What does insurance cover during a war? (II) International transportation
Most policies exclude the risk of war from their coverages, as we explained in this article, in which we reviewed how modern conflicts have shaped the current insurance market. However, there is one sector in which insurance is very present, guaranteeing its operation against the risks of armed violence: international transport. We tell you how to act in cases such as the invasion of Ukraine.
Maritime trade, which today moves more than 80% of world trade, was also one of the areas in which insurance began to flourish historically. Merchants who shipped their products to all parts of the world protected them with policies that initially did not differentiate between possible incidents: whether the cargo was spoiled by bad weather, piracy, or the cannons of an enemy country, the insured received compensation.
But in the early 19th century, the Napoleonic wars caused such a large number of losses—through the destruction of ships and through their capture or confiscation—that insurers began to rethink how they dealt with these risks, covering them specifically or excluding certain cases. The sector grew and internationalized, and in 1906, given the need for standardization, the large British insurers—the ones that dominated this market at the time—drafted the “War and Strikes” clauses, which were adopted globally and, with few updates, have been maintained to the present day.
The so-called war and strikes coverage includes damages or losses caused by:
- War, civil war, rebellion, insurrection, revolution, or civil strife arising therefrom, or hostile acts committed by or against a belligerent power.
- Capture, seizure, freezing, restraint, or detention.

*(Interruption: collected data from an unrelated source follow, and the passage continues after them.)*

PR #26679, opened 2026-04-09
[SmartSwitch] Support maximum dash configuration size

croos12:
Depends on: https://github.com/sonic-net/sonic-gnmi/pull/643

#### Why I did it
At max DASH scale on the DPU, the current pipeline can't deliver the full config:
- orchagent ZMQ bulk limit is too small for the number of items pushed.
- sonic-gnmi max send/recv message sizes are too small for the payloads.

### How I did it
| Component  | Parameter                                   | Before  | After         |
| ---------- | ------------------------------------------- | ------- | ------------- |
| orchagent  | `-k` bulk limit (DPU, via `DPU_BATCH_SIZE`) | 65,536  | 125,000 items |
| sonic-gnmi | `-max_recv_msg_size` / `-max_send_msg_size` | default | 32 MB         |

Individual gNMI messages stay below 32 MB even at max scale, so 32 MB is sufficient. 

### How to verify it

Push the maximum DASH scale config through gNMI on a SmartSwitch + DPU and confirm the full config is applied.


vivekrnv (dismissed):

vivekrnv:
@prsunny FYI

prsunny:
@croos12 , please address copilot comments

dockers/docker-sonic-gnmi/gnmi-native.sh
```diff
@@ -88,7 +88,7 @@ fi
 # Enable ZMQ for SmartSwitch
 LOCALHOST_SUBTYPE=`sonic-db-cli CONFIG_DB hget "DEVICE_METADATA|localhost" "subtype"`
 if [[ x"${LOCALHOST_SUBTYPE}" == x"SmartSwitch" ]]; then
-    TELEMETRY_ARGS+=" -zmq_port=8100"
+    TELEMETRY_ARGS+=" -zmq_port=8100 -max_recv_msg_size=$((32*1024*1024)) -max_send_msg_size=$((32*1024*1024))"
```
prabhataravind, line 91: @croos12 with a batch size of 125k and gnmi send/recv buffer sizes increased to 32MB, you might also need to increase MQ_RESPONSE_MAX_COUNT (in swss-common) that determines the zmqclient send buffer and zmqserver recv buffer sizes. Currently it is set to 16MB.

croos12: I'm going to need to see why tests are failing, but I have a PR here: https://github.com/sonic-net/sonic-swss-common/pull/1178

vivekkarri: @prabhataravind, we need not increase MQ_RESPONSE_MAX_COUNT (for now). Let me explain. 

Currently, AFAIK and correct me if i'm wrong, sonic-gnmi makes one set call on ZmqProducerStateTable per update. So 100k updated would be equivalent in making 100k Set calls. So, the buffer size will not have to be 32 MB. 

ZmqProducerStateTable supports a batch API

`
void ZmqProducerStateTable::set(const std::vector<KeyOpFieldsValuesTuple> &values)
`

So, firstly sonic-gnmi needs to be updated and then we should evaluate if an increase in MQ_RESPONSE_MAX_COUNT is warranted and if so, if 32 MB is enough

but for now, increase in MQ_RESPONSE_MAX_COUNT is not in scope of this change

prabhataravind: Agree. We can revisit this when gnmi server uses batching.

@hdwhdw is this something we plan to do? Seems like this would be a useful enhancement for operations at scale.

prabhataravind: Created an enhancement request to do batching in gnmi - https://github.com/sonic-net/sonic-buildimage/issues/27250

croos12:
@prabhataravind it is only failing the optional trivy job

prabhataravind (approved):

prabhataravind:
@kperumalbfn could you help merge?

PR #26421, opened 2026-03-26
Upgrade sflow container to Trixie

yxieca:
> **Note**: This PR was created with the assistance of an AI agent (OpenClaw/Claude).

#### Why I did it

As part of the incremental Trixie migration effort, upgrade the sflow Docker container base image from Bookworm (docker-swss-layer-bookworm) to Trixie (docker-swss-layer-trixie).

##### Work item tracking
- Microsoft ADO:

#### How I did it

- Updated `Dockerfile.j2` to use `docker-swss-layer-trixie` as the base image
- Updated `docker-sflow.mk` to reference TRIXIE instead of BOOKWORM for:
  - Debug dependencies
  - Debug image packages
  - Load dockers
  - Docker category lists (SONIC_TRIXIE_DOCKERS / SONIC_TRIXIE_DBG_DOCKERS)

#### How to verify it

- Build sonic-vs image with this change
- Run sflow test suite against KVM testbed

**Local KVM test results** (`sflow/test_sflow.py` with `--device_type=vs`, sonic-mgmt at `1577c00c2` including PR #22186 sflow fixes):

| | Trixie |
|---|---|
| Passed | 14 |
| Failed | 1 |

- 1 failure (`TestAgentId::testDelAgent`): After deleting sflow agent-id, hsflowd does not write `agentIP` to `hsflowd.auto` within the 30s timeout. Retest with latest sonic-mgmt (including #22186) in progress.
- Note: CI skips all sflow tests due to sonic-mgmt#21701 (blanket conditional_mark skip). Local testing is the only validation.

#### Which release branch to backport (provide reason below if selected)

- [ ] 202305
- [ ] 202311
- [ ] 202405
- [ ] 202411
- [ ] 202505
- [ ] 202511

#### Tested branch (Please provide the tested image version)

- [x] master (locally built sonic-vs from commit 2e2cb14fe)

#### Description for the changelog

Upgrade sflow container from Bookworm to Trixie

#### Link to config_db schema for YANG module changes

N/A — no YANG model changes

#### A picture of a cute animal (not mandatory but encouraged)

🦊

PR #26699, opened 2026-04-10
hsflowd: defer redisAsyncCommand calls from within callbacks

yxieca:
## Description
libhiredis 1.2.0 (Debian trixie) added a strict assertion (`assert(!(c->flags & REDIS_IN_CALLBACK))`) that prevents calling `redisAsyncCommand()` from within a Redis async callback. hsflowd's `mod_sonic.c` does exactly this in several callback functions, causing SIGABRT on trixie.

This patch defers all Redis async command calls from callbacks to the next `evt_tick` iteration using boolean flags. The evt_tick state machine already runs periodically and now checks these flags to process deferred requests.

### Changes
- Add deferred-request flags to `HSP_mod_SONIC` struct
- Replace direct `redisAsyncCommand()` calls in callbacks with flag-setting
- Process deferred requests in `evt_tick` handler

### Testing
- 15/15 sflow tests pass on VS KVM testbed with trixie sflow container
- Bookworm compatibility maintained (flags are simply never set if callbacks work directly)

### Related
- Needed for sflow trixie upgrade (#26421)
- See also: #26446 (system-health fix)

### DIFF
--- a/src/sflow/hsflowd/patch/0006-mod_sonic-defer-redis-commands.patch
+++ b/src/sflow/hsflowd/patch/0006-mod_sonic-defer-redis-commands.patch
@@ -1,0 +1,105 @@
+--- a/src/Linux/mod_sonic.c
++++ b/src/Linux/mod_sonic.c
+@@ -146,6 +146,10 @@
+     char *sflow_agent;
+     UTHash *collectors;
+     UTArray *newCollectors;
++    bool reqLagRefresh:1;
++    bool reqSflowRefresh:1;
++    bool reqCollectorRefresh:1;
++    bool collectorsNeedSync:1;
+     EVEvent *configStartEvent;
+     EVEvent *configEvent;
+     EVEvent *configEndEvent;
+@@ -1011,7 +1015,10 @@
+       }
+     }
+     // there may be more to map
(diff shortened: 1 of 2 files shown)


src/sflow/hsflowd/patch/0006-mod_sonic-defer-redis-commands.patch
```diff
@@ -0,0 +1,105 @@
...
++    mdata->reqCollectorRefresh = YES;
+   }
+ 
+   static void dbEvt_subscribeCB(redisAsyncContext *ctx, void *magic, void *req_magic)
+@@ -1924,7 +1940,23 @@
+       if(!discoverNewPorts(mod))
+ 	mapPorts(mod);
+       syncSwitchPorts(mod);
+-      discoverNewCollectors(mod);
++      if(!discoverNewCollectors(mod) && mdata->collectorsNeedSync) {
```
saiarcot895, line 86: Minor stylistic choice, but use `discoverNewCollectors(mod) == NO` instead of `!discoverNewCollectors(mod)` to match the pattern used in some other places of the file.

saiarcot895 (approved):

- Abandoned mines, torpedoes, bombs or other weapons of war (an assumption that became necessary after World War II, when these explosives were still abundant on the seas).
- Strikers, work stoppage, or persons engaged in labor disturbances, riots, or civil unrest.
- Terrorism or malicious acts committed for political, ideological or religious motivation.
The existence of risk zones
The insurance branch called marine “is international by its very nature, and requires standard clauses that can be understood and work anywhere in the world,” as Javier Alonso, Head of Marine at MAPFRE RE, explained. Although they may have different wordings, the clauses generally are aligned with the same legal concepts.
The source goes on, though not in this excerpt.